Enhanced Fault Diagnosis of Motor Rolling Bearings Using an Improved Multi-Kernel Extreme Learning Machine Approach
Keywords:
Fault Diagnosis, Multi-Kernel Extreme Learning Machine, Rolling Bearings, Motor Condition Monitoring, Machine Learning, Vibration Signal Analysis, Pattern Recognition, Intelligent MaintenanceAbstract
Fault diagnosis of motor rolling bearings is critical for maintaining the operational efficiency and safety of rotating machinery systems. With the increasing demand for precise and rapid fault detection, traditional machine learning methods often fall short in terms of adaptability and accuracy under noisy or non-linear conditions. This study proposes an Enhanced Multi-Kernel Extreme Learning Machine (EMK-ELM) approach for robust and accurate fault diagnosis of rolling bearings in electric motors.
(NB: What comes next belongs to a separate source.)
PR #844, opened 2023-03-31
Add transitions between route and pattern viewer

amy-corson-ibigroup:
Adds subtle animated transitions from route to pattern viewer including content fade in/out and background color transition.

The methodology integrates multiple kernel functions in the ELM framework to better capture complex data characteristics while mitigating the impact of outliers and noise. The proposed model is trained and validated using the Case Western Reserve University bearing dataset, and its performance is benchmarked against conventional ELM and other advanced classifiers including Support Vector Machines and Convolutional Neural Networks. Experimental results demonstrate that EMK-ELM significantly improves classification accuracy, generalization, and training speed, making it an ideal candidate for real-time fault diagnosis applications. This research lays a solid foundation for scalable, efficient, and intelligent bearing condition monitoring systems.